=== Given records ===

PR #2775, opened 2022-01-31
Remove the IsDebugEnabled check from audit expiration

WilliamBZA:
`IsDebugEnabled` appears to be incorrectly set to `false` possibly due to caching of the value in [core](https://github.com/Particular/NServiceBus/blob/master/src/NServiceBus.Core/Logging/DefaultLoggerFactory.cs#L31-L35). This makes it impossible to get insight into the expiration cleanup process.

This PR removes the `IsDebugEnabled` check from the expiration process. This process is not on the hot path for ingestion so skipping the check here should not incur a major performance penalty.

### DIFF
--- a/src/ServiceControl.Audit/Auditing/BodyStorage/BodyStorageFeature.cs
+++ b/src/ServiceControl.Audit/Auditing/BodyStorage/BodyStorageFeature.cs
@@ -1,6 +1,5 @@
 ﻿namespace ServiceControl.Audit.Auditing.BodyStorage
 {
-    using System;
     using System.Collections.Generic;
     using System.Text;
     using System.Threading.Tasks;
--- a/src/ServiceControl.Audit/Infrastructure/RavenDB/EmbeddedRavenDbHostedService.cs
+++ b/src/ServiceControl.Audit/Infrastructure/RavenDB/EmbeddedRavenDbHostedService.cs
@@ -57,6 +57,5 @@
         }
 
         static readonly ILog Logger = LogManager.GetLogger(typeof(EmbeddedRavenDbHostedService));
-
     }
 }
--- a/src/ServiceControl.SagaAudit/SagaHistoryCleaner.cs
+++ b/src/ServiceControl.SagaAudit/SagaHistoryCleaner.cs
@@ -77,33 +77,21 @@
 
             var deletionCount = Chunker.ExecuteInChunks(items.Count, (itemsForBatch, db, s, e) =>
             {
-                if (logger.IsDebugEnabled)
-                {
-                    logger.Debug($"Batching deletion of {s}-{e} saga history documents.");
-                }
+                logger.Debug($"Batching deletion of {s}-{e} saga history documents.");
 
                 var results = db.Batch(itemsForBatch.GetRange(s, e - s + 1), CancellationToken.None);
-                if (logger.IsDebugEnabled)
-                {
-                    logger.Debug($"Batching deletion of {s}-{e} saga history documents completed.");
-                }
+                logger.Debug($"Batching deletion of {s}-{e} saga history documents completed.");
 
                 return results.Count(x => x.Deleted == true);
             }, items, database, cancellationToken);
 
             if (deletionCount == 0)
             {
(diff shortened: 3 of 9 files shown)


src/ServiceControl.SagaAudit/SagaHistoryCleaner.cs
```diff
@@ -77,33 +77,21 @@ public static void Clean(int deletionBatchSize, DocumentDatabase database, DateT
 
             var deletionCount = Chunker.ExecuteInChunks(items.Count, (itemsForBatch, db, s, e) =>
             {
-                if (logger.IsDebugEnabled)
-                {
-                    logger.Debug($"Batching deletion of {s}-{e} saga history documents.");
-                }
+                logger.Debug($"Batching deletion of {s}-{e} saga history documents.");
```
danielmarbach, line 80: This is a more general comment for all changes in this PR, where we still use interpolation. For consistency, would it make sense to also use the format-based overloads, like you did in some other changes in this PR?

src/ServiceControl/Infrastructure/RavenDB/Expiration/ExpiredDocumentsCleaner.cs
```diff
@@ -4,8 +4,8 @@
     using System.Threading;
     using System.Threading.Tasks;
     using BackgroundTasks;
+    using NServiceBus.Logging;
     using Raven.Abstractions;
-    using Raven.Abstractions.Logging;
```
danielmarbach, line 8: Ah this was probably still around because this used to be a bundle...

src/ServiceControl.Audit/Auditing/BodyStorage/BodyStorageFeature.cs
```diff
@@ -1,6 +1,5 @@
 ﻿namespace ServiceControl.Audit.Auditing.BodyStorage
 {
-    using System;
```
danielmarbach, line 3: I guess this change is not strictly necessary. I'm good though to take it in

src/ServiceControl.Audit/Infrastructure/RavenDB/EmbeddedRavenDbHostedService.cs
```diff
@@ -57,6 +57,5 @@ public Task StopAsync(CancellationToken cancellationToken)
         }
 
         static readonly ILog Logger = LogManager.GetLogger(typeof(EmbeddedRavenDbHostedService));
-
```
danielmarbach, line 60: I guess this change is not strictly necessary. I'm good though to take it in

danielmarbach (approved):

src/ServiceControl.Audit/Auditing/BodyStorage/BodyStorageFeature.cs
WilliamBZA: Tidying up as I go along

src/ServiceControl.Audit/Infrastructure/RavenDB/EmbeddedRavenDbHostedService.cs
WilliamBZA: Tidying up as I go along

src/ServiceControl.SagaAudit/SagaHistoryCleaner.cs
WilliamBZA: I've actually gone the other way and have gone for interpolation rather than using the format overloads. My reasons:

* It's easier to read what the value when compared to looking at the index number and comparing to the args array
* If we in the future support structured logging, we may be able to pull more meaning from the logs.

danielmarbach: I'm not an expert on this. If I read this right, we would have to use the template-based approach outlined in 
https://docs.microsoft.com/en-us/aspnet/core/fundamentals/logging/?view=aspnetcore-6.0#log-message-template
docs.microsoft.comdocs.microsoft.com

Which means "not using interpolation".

===

Description of the task:
Wherever a line above includes the string "value", count it; give only the final tally.

Task output:
2